Problem details: Transcribe all records, preserving every character.

Entries shown:
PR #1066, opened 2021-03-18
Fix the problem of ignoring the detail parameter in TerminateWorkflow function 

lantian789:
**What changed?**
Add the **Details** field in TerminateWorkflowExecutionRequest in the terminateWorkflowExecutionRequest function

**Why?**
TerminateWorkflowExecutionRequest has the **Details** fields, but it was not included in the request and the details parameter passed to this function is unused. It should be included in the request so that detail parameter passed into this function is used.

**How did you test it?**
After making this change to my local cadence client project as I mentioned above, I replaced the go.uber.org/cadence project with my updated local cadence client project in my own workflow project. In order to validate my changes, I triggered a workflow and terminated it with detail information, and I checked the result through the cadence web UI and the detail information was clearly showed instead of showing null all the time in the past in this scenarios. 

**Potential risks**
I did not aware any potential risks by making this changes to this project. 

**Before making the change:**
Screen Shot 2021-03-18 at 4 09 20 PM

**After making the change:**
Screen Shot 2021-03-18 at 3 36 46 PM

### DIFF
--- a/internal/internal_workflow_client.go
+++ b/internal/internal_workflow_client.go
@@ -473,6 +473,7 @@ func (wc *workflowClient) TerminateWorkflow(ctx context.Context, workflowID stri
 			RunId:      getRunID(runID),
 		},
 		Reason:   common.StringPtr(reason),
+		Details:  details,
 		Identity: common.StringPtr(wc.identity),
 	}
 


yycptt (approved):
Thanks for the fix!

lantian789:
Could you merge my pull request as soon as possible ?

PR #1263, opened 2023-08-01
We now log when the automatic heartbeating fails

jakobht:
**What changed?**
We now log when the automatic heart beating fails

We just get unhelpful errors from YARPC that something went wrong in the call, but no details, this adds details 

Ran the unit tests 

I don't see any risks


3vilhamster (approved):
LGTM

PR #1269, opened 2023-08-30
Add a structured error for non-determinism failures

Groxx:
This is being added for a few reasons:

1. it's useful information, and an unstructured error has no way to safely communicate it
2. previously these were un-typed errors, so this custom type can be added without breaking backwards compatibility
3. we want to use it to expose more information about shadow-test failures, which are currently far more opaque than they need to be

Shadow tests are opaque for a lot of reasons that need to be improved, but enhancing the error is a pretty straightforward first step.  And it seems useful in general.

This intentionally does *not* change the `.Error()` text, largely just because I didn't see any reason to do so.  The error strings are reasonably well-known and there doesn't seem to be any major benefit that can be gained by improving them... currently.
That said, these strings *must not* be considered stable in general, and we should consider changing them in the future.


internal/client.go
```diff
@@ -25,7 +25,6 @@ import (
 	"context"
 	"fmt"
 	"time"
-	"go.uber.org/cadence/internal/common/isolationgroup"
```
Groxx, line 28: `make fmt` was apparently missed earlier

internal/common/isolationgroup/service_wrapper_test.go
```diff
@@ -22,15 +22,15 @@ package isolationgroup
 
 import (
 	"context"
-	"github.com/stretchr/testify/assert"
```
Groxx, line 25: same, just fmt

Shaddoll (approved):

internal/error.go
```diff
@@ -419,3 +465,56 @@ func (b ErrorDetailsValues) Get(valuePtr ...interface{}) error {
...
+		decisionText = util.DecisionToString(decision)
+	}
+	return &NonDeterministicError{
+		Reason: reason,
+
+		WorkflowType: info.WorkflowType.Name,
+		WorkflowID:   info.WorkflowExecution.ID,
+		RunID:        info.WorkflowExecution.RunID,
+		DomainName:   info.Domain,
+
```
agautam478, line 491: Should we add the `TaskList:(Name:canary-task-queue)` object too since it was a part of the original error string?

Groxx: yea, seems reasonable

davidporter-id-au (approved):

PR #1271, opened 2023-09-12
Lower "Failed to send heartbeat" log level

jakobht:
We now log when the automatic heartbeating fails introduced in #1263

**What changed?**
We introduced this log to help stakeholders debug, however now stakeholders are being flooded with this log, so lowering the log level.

Exercise response:
PR #1066, opened 2021-03-18
Fix the problem of ignoring the detail parameter in TerminateWorkflow function 

lantian789:
**What changed?**
Add the **Details** field in TerminateWorkflowExecutionRequest in the terminateWorkflowExecutionRequest function

**Why?**
TerminateWorkflowExecutionRequest has the **Details** fields, but it was not included in the request and the details parameter passed to this function is unused. It should be included in the request so that detail parameter passed into this function is used.

**How did you test it?**
After making this change to my local cadence client project as I mentioned above, I replaced the go.uber.org/cadence project with my updated local cadence client project in my own workflow project. In order to validate my changes, I triggered a workflow and terminated it with detail information, and I checked the result through the cadence web UI and the detail information was clearly showed instead of showing null all the time in the past in this scenarios. 

**Potential risks**
I did not aware any potential risks by making this changes to this project. 

**Before making the change:**
Screen Shot 2021-03-18 at 4 09 20 PM

**After making the change:**
Screen Shot 2021-03-18 at 3 36 46 PM

### DIFF
--- a/internal/internal_workflow_client.go
+++ b/internal/internal_workflow_client.go
@@ -473,6 +473,7 @@ func (wc *workflowClient) TerminateWorkflow(ctx context.Context, workflowID stri
 			RunId:      getRunID(runID),
 		},
 		Reason:   common.StringPtr(reason),
+		Details:  details,
 		Identity: common.StringPtr(wc.identity),
 	}
 


yycptt (approved):
Thanks for the fix!

lantian789:
Could you merge my pull request as soon as possible ?

PR #1263, opened 2023-08-01
We now log when the automatic heartbeating fails

jakobht:
**What changed?**
We now log when the automatic heart beating fails

We just get unhelpful errors from YARPC that something went wrong in the call, but no details, this adds details 

Ran the unit tests 

I don't see any risks


3vilhamster (approved):
LGTM

PR #1269, opened 2023-08-30
Add a structured error for non-determinism failures

Groxx:
This is being added for a few reasons:

1. it's useful information, and an unstructured error has no way to safely communicate it
2. previously these were un-typed errors, so this custom type can be added without breaking backwards compatibility
3. we want to use it to expose more information about shadow-test failures, which are currently far more opaque than they need to be

Shadow tests are opaque for a lot of reasons that need to be improved, but enhancing the error is a pretty straightforward first step.  And it seems useful in general.

This intentionally does *not* change the `.Error()` text, largely just because I didn't see any reason to do so.  The error strings are reasonably well-known and there doesn't seem to be any major benefit that can be gained by improving them... currently.
That said, these strings *must not* be considered stable in general, and we should consider changing them in the future.


internal/client.go
```diff
@@ -25,7 +25,6 @@ import (
 	"context"
 	"fmt"
 	"time"
-	"go.uber.org/cadence/internal/common/isolationgroup"
```
Groxx, line 28: `make fmt` was apparently missed earlier

internal/common/isolationgroup/service_wrapper_test.go
```diff
@@ -22,15 +22,15 @@ package isolationgroup
 
 import (
 	"context"
-	"github.com/stretchr/testify/assert"
```
Groxx, line 25: same, just fmt

Shaddoll (approved):

internal/error.go
```diff
@@ -419,3 +465,56 @@ func (b ErrorDetailsValues) Get(valuePtr ...interface{}) error {
...
+		decisionText = util.DecisionToString(decision)
+	}
+	return &NonDeterministicError{
+		Reason: reason,
+
+		WorkflowType: info.WorkflowType.Name,
+		WorkflowID:   info.WorkflowExecution.ID,
+		RunID:        info.WorkflowExecution.RunID,
+		DomainName:   info.Domain,
+
```
agautam478, line 491: Should we add the `TaskList:(Name:canary-task-queue)` object too since it was a part of the original error string?

Groxx: yea, seems reasonable

davidporter-id-au (approved):

PR #1271, opened 2023-09-12
Lower "Failed to send heartbeat" log level

jakobht:
We now log when the automatic heartbeating fails introduced in #1263

**What changed?**
We introduced this log to help stakeholders debug, however now stakeholders are being flooded with this log, so lowering the log level.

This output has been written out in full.